Records provided

Issue #185, opened 2022-05-06
Levels for certain loggers are hard-coded


softwareplumber:
Now that we have a config file, I feel it would be appropriate to move the default log configuration into the config file instead of main.go.

This would change behavior slightly because you'd have to run 'estuary configure' to create a config file in order to restore the 'as-is' logging behavior.

corinne-antonia:
@whyrusleeping @alvin-reyes What do you guys think? Should we prioritize this sooner than later?

PR #321, opened 2022-07-13
feat: add support for log-level cli flag

en0ma:
Add support for `log-level` cli flag. Defaults to `info`

`./estuary --datadir=`

Screenshot 2022-07-14 at 18 04 24

`./estuary --log-levl=debug --datadir=`
Screenshot 2022-07-14 at 18 05 04

closes https://github.com/application-research/estuary/issues/185

### DIFF
--- a/main.go
+++ b/main.go
@@ -159,6 +159,27 @@ func (s *Server) updateAutoretrieveIndex(tickInterval time.Duration, quit chan s
 	}
 }
 
+func before(cctx *cli.Context) error {
+	level := "INFO"
+	if util.IsVeryVerbose {
+		level = "DEBUG"
+	}
+
+	_ = logging.SetLogLevel("dt-impl", level)
+	_ = logging.SetLogLevel("estuary", level)
+	_ = logging.SetLogLevel("paych", level)
+	_ = logging.SetLogLevel("filclient", level)
+	_ = logging.SetLogLevel("dt_graphsync", level)
+	_ = logging.SetLogLevel("dt-chanmon", level)
+	_ = logging.SetLogLevel("markets", level)
+	_ = logging.SetLogLevel("data_transfer_network", level)
+	_ = logging.SetLogLevel("rpc", level)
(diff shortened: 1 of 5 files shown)


util/cli.go
```diff
@@ -0,0 +1,12 @@
+package util
+
+import cli "github.com/urfave/cli/v2"
+
+var IsVeryVerbose bool
```
alvin-reyes, line 5: We should just use `debug` instead of `VeryVerbose`. `debug` implies that the configuration is for debugging purposes which is what you are intending to do here.

gmelodie: I agree. I think there's generally two models CLIs use: `-v/-vv/-vvv` (nmap, curl) or `--log-level` (golang things) . Maybe it makes sense to change `--logging` to `--log-level INFO` (maybe make this the default) and just add `--log-level DEBUG`, etc.

alvin-reyes: `--log-level DEBUG/INFO` makes much more sense. Let's go with this.

en0ma: noted

util/cli.go
```diff
@@ -0,0 +1,12 @@
+package util
+
+import cli "github.com/urfave/cli/v2"
+
+var LogLevl string
```
alvin-reyes, line 5: Please change it to `LogLevel`.

util/cli.go
```diff
@@ -0,0 +1,12 @@
...
+
+var FlagLogLevl = &cli.StringFlag{
```
alvin-reyes, line 7: Change to `FlagLogLevel`

main.go
```diff
@@ -159,6 +159,24 @@ func (s *Server) updateAutoretrieveIndex(tickInterval time.Duration, quit chan s
 	}
 }
 
+func before(cctx *cli.Context) error {
+	level := util.LogLevl
```
alvin-reyes, line 163: Change to `LogLevel`

alvin-reyes (approved):
LGTM

PR #322, opened 2022-07-15
Only make shuttle content deals if shuttle is online

en0ma:
Currently, when making deals for shuttle contents, there are no checks to make sure the shuttle for such contents is online. This leads to errors such as `shuttle is not online: SHUTTLE983b494d-a86d-49ca-9630-21a902349e41HANDLE` when a deal proposal is made. This PR makes sure the checks are made before proceeding to make proposals.


alvin-reyes (approved):
LGTM

PR #1123, opened 2026-08-21
feat(vegalite): read a rule spanning two bounds as the range chart it draws

### LINKED ISSUE #1122: A Vega-Lite range chart reads or does not depending only on whether it was drawn with `bar` or `rule`
Found by sweeping the Vega-Lite mark vocabulary against `resolveTraceType` in `src/adapters/vegalite/converters.ts`, the way the Observable Plot marks were swept for #1104.

## Measured

Two specs, same data, same channels, differing only in the mark name. Run through `vegaLiteToMaidr` on this branch:

```js
// mark: 'bar'
{ data: SCHEDULE, mark: 'bar', encoding: {
    y: { field: 'task', type: 'ordinal' },
    x: { field: 'start', type: 'quantitative' },
    x2: { field: 'end' } } }
// -> [ 'gantt' ]

// mark: 'rule'  — everything else identical
// -> []
```

`[]` is a figure with no layers: the chart is unread. The interval each row draws is in the spec, on channels the adapter already reads, and it is dropped because of the mark's name.

`rule` **is** how Vega-Lite's own gallery draws a range chart. `resolveTraceType`'s `switch` has cases for `bar`, `line`, `trail`, `area`, `point`, `circle`, `square`, `tick`, `rect`, `boxplot`, `arc`, `errorbar`, `errorband` and `geoshape`; there is no `rule`, so it falls to `default: return null`. The adapter already says so out loud in a comment, at `convertPairedLayers`:

> Read layer by layer, the segment is dropped — **a bare `rule` resolves to no trace type**

## What must keep resolving to nothing

Three other charts wear the `rule` mark, and the spec separates all three cleanly — unlike the Observable side (#1100), where the same question had to be asked of the drawn geometry:

| spec | today | must stay |
| --- | --- | --- |
| `rule` + `y` only — a reference line | `[]` | `[]` — one bound is not an interval |
| `rule` + `x` ordinal + `y` — lollipop stems | `[]` | `[]` — the stem runs from the baseline; the dots beside it carry the value, and `convertPairedLayers` already collapses that pair |
| `rule` + `x`/`x2` under a dot layer — a ranged dot plot | `dumbbell` | `dumbbell` — `convertPairedLayers` consumes both layers before per-layer conversion |
| `rule` + `x`/`x2` + ordinal `y` — a range chart | **`[]`** | **`gantt`** |

Each of those was measured, not reasoned about.

## Proposed

Route `rule` through `resolveRangedBarType`, the helper `bar` already uses: two positional bounds on one axis, with the opposite axis categorical, is an interval per row whichever mark drew it. Nothing else needs to move — `extractGanttData` reads the spec rather than the geometry, and the selector machinery already knows this mark (`markToCssClass` gives `mark-rule`, and `markToChildElement` already returns `line` for it, since the `errorbar` whip is a rule).

One wrinkle: that helper warns, when both bounds are present but the opposite axis' type was left to Vega-Lite's inference, that it is "reading it as an ordinary bar". For a `rule` that sentence is wrong — an unresolved rule reads as nothing at all — so the message needs to name what actually happens to the mark it is talking about.

## Also turned up by the same sweep, not proposed here

- **`text`** — no case. The Observable adapter reads a standalone `Plot.text` as a labelled scatter (#1106); the Vega-Lite `text` mark with `x`, `y` and `text` is the same chart and is unread. Worth its own issue, with the same reading decision to make.
- **`image`** — no case, and correctly so: an image mark places pictures at positions and carries no magnitude to announce. Same conclusion py-maidr reached for `ax.imshow` of an RGB array (xability/py-maidr#564).

## Related

- #1100 — the same reading on the Observable side, where the shapes had to be told apart by geometry rather than by spec
- #1094 — the `link` mark read as a gantt of its spans

jooyoungseo:
Closes #1122.

## What was wrong

Two specs, same data, same channels, differing only in the mark's name:

```js
{ data: SCHEDULE, mark: 'bar', encoding: {
    y: { field: 'task', type: 'ordinal' },
    x: { field: 'start', type: 'quantitative' },
    x2: { field: 'end' } } }
// -> [ 'gantt' ]

// mark: 'rule', everything else identical
// -> []
```

`[]` is a figure with no layers: the chart is unread. `resolveTraceType` had a case for `bar`, `line`, `trail`, `area`, `point`, `circle`, `square`, `tick`, `rect`, `boxplot`, `arc`, `errorbar`, `errorband` and `geoshape`, and none for `rule`, so it fell to `default: return null`. The adapter already said so out loud, in a comment at `convertPairedLayers`: *"a bare `rule` resolves to no trace type"*.

Which of the two an author writes is a choice about how thick the span is painted, not about what it means — the same two bounds on the same two channels — and `rule` is what Vega-Lite's own gallery reaches for to draw a range chart.

## What changed

`rule` goes through `resolveRangedBarType`, the helper `bar` already uses. Nothing else had to move: `extractGanttData` reads the spec rather than the geometry, and the selector machinery already knew this mark — `markToCssClass` gives `mark-rule`, and `markToChildElement` already returned `line` for it, since the `errorbar` whip is a rule.

The three other charts that wear this mark keep resolving to nothing, and the spec separates them **without measuring anything**:

| spec | reads as |
| --- | --- |
| `rule` + `x`/`x2` + ordinal `y` | `gantt` — was `[]` |
| `rule` + `y`/`y2` + ordinal `x` | `gantt` — was `[]` |
| `rule` + `y` only (a reference line) | `[]` |
| `rule` + `x` ordinal + `y` (lollipop stems) | `[]` |
| `rule` + `x`/`x2` where `x2` is a `datum` constant | `[]` |
| `rule` + `x`/`x2` under a dot layer (ranged dot plot) | `dumbbell`, unchanged — `convertPairedLayers` consumes both layers first |

A reference line and a lollipop's stem each carry **one** positional field, so neither states an interval any row of the data contains. That is what makes this cheaper than the same reading on the Observable side (#1100), where the three shapes had to be told apart by measuring the drawn geometry and asking whether every line shared an end.

## One thing the shared helper could not keep saying

It warns, when both bounds are present but the opposite axis' type was left to Vega-Lite's inference, that it is *"reading it as an ordinary bar"*. True of a bar — whose magnitude then becomes the lower bound by itself, a silent misread — and false of a rule, which has no other reading and is simply left out of the figure. The sentence now names the mark it is about and what actually became of it. Both halves are asserted.

## Tests

`test/adapters/vegalite/rangedRule.test.ts`, 9 cases.

The one carrying the most weight is **"reads it exactly as the same chart written with a bar"**: the two specs differ in one string, and differed in whether the chart was read at all, so type, data, axes and orientation are compared field by field between them rather than both being asserted against a literal — they cannot drift apart while each still matches something written down.

**"highlights through the element Vega draws a rule as"** is there because a `rule` renders as `<line>` where a `bar` renders as `<path>`, and a selector naming the wrong tag matches nothing — costing the layer its highlighting without costing it anything else, which no other assertion in the file would notice.

Falsified — each mutation applied alone against the fixed baseline:

| mutation | result |
| --- | --- |
| `case 'rule'` removed | 5 failures |
| `rule` returns `GANTT` unconditionally | 4 failures — the reference line, the stem, the constant bound, and the untyped lane axis |
| the warning always says "ordinary bar" | "leaves a rule unread when the lane axis has no declared type" fails |
| `markToChildElement` returns `path` for `rule` | the selector test fails |

`npm run lint:fix && npm run type-check && npm run build && npm test`: all clean, `385 passed` suites / `5397 passed` tests plus `10` / `137` on the ESM project. `lint:fix` changed nothing.

## Recorded in the issue, not fixed here

The same sweep found **`text`** has no case either. The Observable adapter reads a standalone `Plot.text` as a labelled scatter (#1106); the Vega-Lite `text` mark with `x`, `y` and `text` is the same chart and is unread. It needs its own reading decision. **`image`** has no case and correctly so — it places pictures at positions and carries no magnitude to announce.

---

### DIFF
--- a/src/adapters/vegalite/converters.ts
+++ b/src/adapters/vegalite/converters.ts
@@ -2887,9 +2887,14 @@ function warnCompositeDeclaration(spec: VegaLiteSpec): void {
  *
  * Vega-Lite has no lollipop mark and no dumbbell mark: both are authored as
  * a `layer:` of a segment and its dots. Read layer by layer, the segment is
- * dropped — a bare `rule` resolves to no trace type — and the dots are
- * announced as a scatter, so the chart loses the thing it is drawn to show:
- * the stem's magnitude, or the gap between the pair.
+ * dropped — a `rule` with one positional field resolves to no trace type,
+ * which is every stem this pairs — and the dots are announced as a scatter,
+ * so the chart loses the thing it is drawn to show: the stem's magnitude, or
+ * the gap between the pair.
+ *
+ * This pass runs *before* per-layer conversion, which is what keeps a genuine
+ * ranged dot plot reading as a dumbbell now that a `rule` spanning two bounds
+ * has a reading of its own (#1122).
  *
  * The two are told apart by the data. Two values at every category, told
  * apart by a grouping field, is a dumbbell; one value at each is a
--- a/src/adapters/vegalite/converters.ts
+++ b/src/adapters/vegalite/converters.ts
@@ -699,8 +699,10 @@ function getStepDirection(spec: VegaLiteSpec): StepDirection | undefined {
  * Some marks produce different MAIDR types depending on encoding:
  *   - `bar` with `bin` on x/y          → HISTOGRAM
  *   - `bar` with color/fill + stack    → STACKED / NORMALIZED / DODGED
- *   - `bar` spanning x–x2 / y–y2       → GANTT, or WATERFALL when the
+ *   - `bar` or `rule` spanning x–x2 / y–y2 → GANTT, or WATERFALL when the
  *     bounds are consecutive running totals
+ *   - `rule` with one positional field → nothing: a reference line or a
+ *     lollipop's stem states no interval of its own
  *   - `rect`                           → HEATMAP
  *   - `point` / `circle` / `square` / `tick` → SCATTER, or DOT when one
  *     positional channel is a category
@@ -913,18 +915,26 @@ function resolveFoldedAxes(
 }
 
 /**
- * Classify a bar that spans a range on one axis instead of standing on a
+ * Classify a mark that spans a range on one axis instead of standing on a
  * baseline.
  *
- * Both shapes draw a floating bar from a positional channel to its `2`
+ * Both shapes draw a floating span from a positional channel to its `2`
  * counterpart, with the remaining axis naming the row: a gantt lane, a
  * waterfall step. They are told apart by {@link hasRunningSumTransform}.
  *
+ * `bar` and `rule` both reach this. Which of the two an author writes is a
+ * choice about how thick the span is drawn, not about what it means — the
+ * same two bounds on the same two channels — and reading only one of them
+ * left an ordinary range chart unread for the sake of its mark's name
+ * (#1122).
+ *
+ * @param mark - The mark being classified, named only for the warning
  * @param encoding - The layer's encoding, merged with any parent's
  * @param transform - The transforms in scope for the layer
- * @returns The trace type, or `null` when the bar is an ordinary one
+ * @returns The trace type, or `null` when the mark spans no range
  */
 function resolveRangedBarType(
+  mark: string,
   encoding?: VegaLiteEncoding,
   transform?: VegaLiteTransform[],
 ): TraceType | null {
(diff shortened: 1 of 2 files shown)


jooyoungseo:
Both observations were right and both are in 4b8cb5f.

**The stale comment.** `convertPairedLayers`' "a bare `rule` resolves to no trace type" was a fair description of the whole mark before this branch and is now only true of the stems that pass actually pairs — the ones carrying a single positional field. Reworded to say that, and the ordering guarantee you traced is written down there rather than left to be re-derived: this pass runs before per-layer conversion, which is what keeps a genuine ranged dot plot reading as a dumbbell now that a two-bound `rule` has a reading of its own.

**The untested `WATERFALL` path.** Pinned. Your reasoning for why it is "very likely fine" is exactly why it was worth a test: the mark's name reaches only the warning string today, so a future change that gave `rule` a branch of its own would take that path silently. `reads a rule over a running total as the waterfall a bar would be`, and the case says in its comment that nobody draws a waterfall with a rule and why it is pinned anyway.

Falsified by passing `undefined` for the transforms in the new `rule` case, which fails that one test and nothing else.

`npm run lint:fix && npm run type-check && npm test`: clean, `385 passed` suites / `5399 passed` tests, plus `10` / `137` on the ESM project.

---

What you need to do
Figure out how many lines of the data above include "logging", then give the number and nothing more.

Completed exercise
11